Sunday, 19 February 2012

How close is close?

Last Thursday morning, a text message arrived on my phone from my married son. Not a particularly newsworthy event, but there are text messages and then there are text messages. This was one of the latter.

Basically it was telling me that his wife wasn’t going out with her friend and workmate that night as originally planned. (Not that interesting.) It also said that, for the foreseeable future, she had been asked to take over the shifts her friend was supposed to be working. (Pretty mundane.) They are both supervisors at an Iceland shop in a Nottingham suburb. (Okay, you’re beginning to yawn.) The friend’s name is Cassey. (Ring any bells yet?) Cassey, 22, had just won £45 million on the Euro lottery, which apparently makes her as rich as Hugh Grant, and had cancelled her evening out with my daughter-in-law because the press were all over her story. She wasn’t doing her shifts at Iceland anymore because she had resigned her job. Not surprising really.

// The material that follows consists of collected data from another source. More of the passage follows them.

PR #89, opened 2023-05-15
Update event_types parameter in FileWatcher

### LINKED ISSUE #88: Refactor event type and initialization in FileWatcher
### What's needed?

Change `event_type` type hint to remove `None`  and use the default-init `frozenset(FileWatcher.EventType)` instead.
Then the conditional check for `None` on `event_type` can be removed.

### Additional context

See review comment https://github.com/frequenz-floss/frequenz-channels-python/pull/87#discussion_r1191102147 for further details.

daniel-zullo-frequenz:
Previously, the event_types parameter in `FileWatcher` accepted either a `set` or `None` value, with `None` used as a mechanism to prevent issues related to Python mutable objects and default values.

This commit simplifies the code by removing the handling of `None` as a default value for event_types while still preventing issues related to mutable objects.

Fixes #88

### DIFF
--- a/RELEASE_NOTES.md
+++ b/RELEASE_NOTES.md
@@ -6,7 +6,7 @@
 
 ## Upgrading
 
-<!-- Here goes notes on how to upgrade from previous versions, including if there are any depractions and what they should be replaced with -->
+* `FileWatcher` no longer accepts or sets `None` as the `event_types` argument. Instead, all available event types are now set by default while still providing the flexibility to customize the event types as needed.
 
 ## New Features
 
--- a/src/frequenz/channels/util/_file_watcher.py
+++ b/src/frequenz/channels/util/_file_watcher.py
@@ -7,6 +7,7 @@ from __future__ import annotations
 
 import asyncio
 import pathlib
+from collections import abc
 from dataclasses import dataclass
 from enum import Enum
 
@@ -39,19 +40,16 @@ class FileWatcher(Receiver["FileWatcher.Event"]):
     def __init__(
         self,
         paths: list[pathlib.Path | str],
-        event_types: set[EventType] | None = None,
+        event_types: abc.Iterable[EventType] = frozenset(EventType),
     ) -> None:
         """Create a `FileWatcher` instance.
 
         Args:
             paths: Paths to watch for changes.
-            event_types: Types of events to watch for or `None` to watch for
+            event_types: Types of events to watch for. Defaults to watch for
                 all event types.
         """
-        if event_types is None:
-            event_types = set(FileWatcher.EventType)  # all types
-
-        self.event_types = event_types
+        self.event_types: frozenset[FileWatcher.EventType] = frozenset(event_types)
         self._stop_event = asyncio.Event()
         self._paths = [
             path if isinstance(path, pathlib.Path) else pathlib.Path(path)
--- a/.github/RELEASE_NOTES.template.md
+++ b/.github/RELEASE_NOTES.template.md
@@ -6,7 +6,7 @@
 
 ## Upgrading
 
-<!-- Here goes notes on how to upgrade from previous versions, including if there are any depractions and what they should be replaced with -->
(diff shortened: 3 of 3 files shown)


RELEASE_NOTES.md
```diff
@@ -58,6 +58,8 @@ This release adds support to pass `None` values via channels and revamps the `Ti
   Previously, only the file path was reported. With this update, users can now determine if a file change is a creation, modification, or deletion.
   Note that this change may require updates to your existing code that relies on `FileWatcher` as the new interface returns a `FileWatcher.Event` instead of just the file path.
 
+* `FileWatcher` now accepts a`collections.abc.Iterable` object as `event_types` argument instead of a `set` or `None`, and defaults to a `frozenset` containing all available event types to ensure a consistent default behavior while enabling customizations.
```
leandro-lucarella-frequenz: Only the `None` change should be mentioned here, as it is the only change affecting the user. The change from `set` to `Iterable` is transparent for the user, or should be mentioned in the `New Features` as now more types can be used as an argument, but users don't need to change existing code.

Any reason not to take an `Iterator` instead of an `Iterable`? This would make it even more flexible (although in practice I doubt it makes any difference).

src/frequenz/channels/util/_file_watcher.py
```diff
@@ -39,19 +40,16 @@ class Event:
...
         paths: list[pathlib.Path | str],
-        event_types: set[EventType] | None = None,
+        event_types: abc.Iterable[EventType] = frozenset(EventType),
     ) -> None:
         """Create a `FileWatcher` instance.
 
         Args:
             paths: Paths to watch for changes.
-            event_types: Types of events to watch for or `None` to watch for
+            event_types: Types of events to watch for. Defaults to watch for
```
leandro-lucarella-frequenz, line 49: We don't really need to specify the default now, as the documentation renderer will show `frozenset(EventType)` as the default, but just FYI, I think in this case being more explicit is good as it is not trivial to see what `frozenset(EventType)` does.

leandro-lucarella-frequenz (commented):
Super minor comments, in general LGTM.

RELEASE_NOTES.md
daniel-zullo-frequenz: > Only the None change should be mentioned here, as it is the only change affecting the user. The change from set to Iterable is transparent for the user, or should be mentioned in the New Features as now more types can be used as an argument, but users don't need to change existing code.

Right, will update it

> Any reason not to take an Iterator instead of an Iterable? This would make it even more flexible (although in practice I doubt it makes any difference).

I've just tried it and `mypy` is not happy with it as it cannot assign the default  `frozenset` due to incompatibilities. See the error message below

```sh
nox > mypy --namespace-packages --non-interactive --install-types --explicit-package-bases --strict -p benchmarks -p docs -p frequenz.channels -p tests
src/frequenz/channels/util/_file_watcher.py:43: error: Incompatible default for argument "event_types" (default has type "FrozenSet[EventType]", argument has type "Iterator[EventType]")  [assignment]
src/frequenz/channels/util/_file_watcher.py:43: note: "frozenset" is missing following "Iterator" protocol member:
src/frequenz/channels/util/_file_watcher.py:43: note:     __next__
```

src/frequenz/channels/util/_file_watcher.py
daniel-zullo-frequenz: Yes, there was previously an inline comments to clarify that `set(EventType)` sets all event types so I thought it was worth it to explicitly mention it here. I'll keep it then if you don't have a strong opinion against it

RELEASE_NOTES.md
daniel-zullo-frequenz: Updated release notes

leandro-lucarella-frequenz: OK, I thought it was automatically converted to an iterator, but it seems it's not. :+1:

leandro-lucarella-frequenz (approved):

I have never been that close before to such a huge, unexpected sum of money. It had a really strange effect. I have always felt very fortunate in life and have a more than comfortable income on which we live well. But then a text arrives and all of a sudden you feel poor, indeed even unlucky, because it’s not your ticket; which is ridiculous because I have never bought a lottery ticket, so not winning hardly makes me unlucky.

In 2005, Professor Richard Layard, a distinguished economist, published a book with the intriguing title, Happiness: Lessons from a New Science. One of his ’lessons’ was that scientific research shows that people’s level of happiness does not rise with increased wealth over and above the level of basic need. What does make people happy is having more money than other people. What causes dissatisfaction is finding out that someone else, especially someone close, is doing better than you. That explains why last Thursday morning I suddenly felt poor. This ridiculous reaction has a scientific basis. The Bible calls it covetousness and its history is as ancient as humankind. It’s the reason Cain killed Abel and why Jacob stole Esau’s birthright. Children learn it very young: “It’s not fair”; “I’m hard done by”.

Last Sunday the Greek Parliament passed yet another austerity package. Millions of people are seeing their financial future collapse, and they are rioting about it. Why? Layard’s new science tells us it’s because their European friends are doing much better.

The press reports portrayed Cassey and her fiancé Matt as decent young people determined to help others from their good fortune. There is talk of providing dad a pension so he can retire from his decorating business and of helping close friends to buy their houses.

I find it a sinister thought that over the weekend I was preoccupied with the question of how "close" a friend of Cassey my daughter-in-law really might be, but by Monday morning the fate of the Greek people had slipped my mind.

 It’s not surprising that one of God’s early instructions to His people was that they should not covet. Professor Layard agrees that it’s quite a problem for us humans.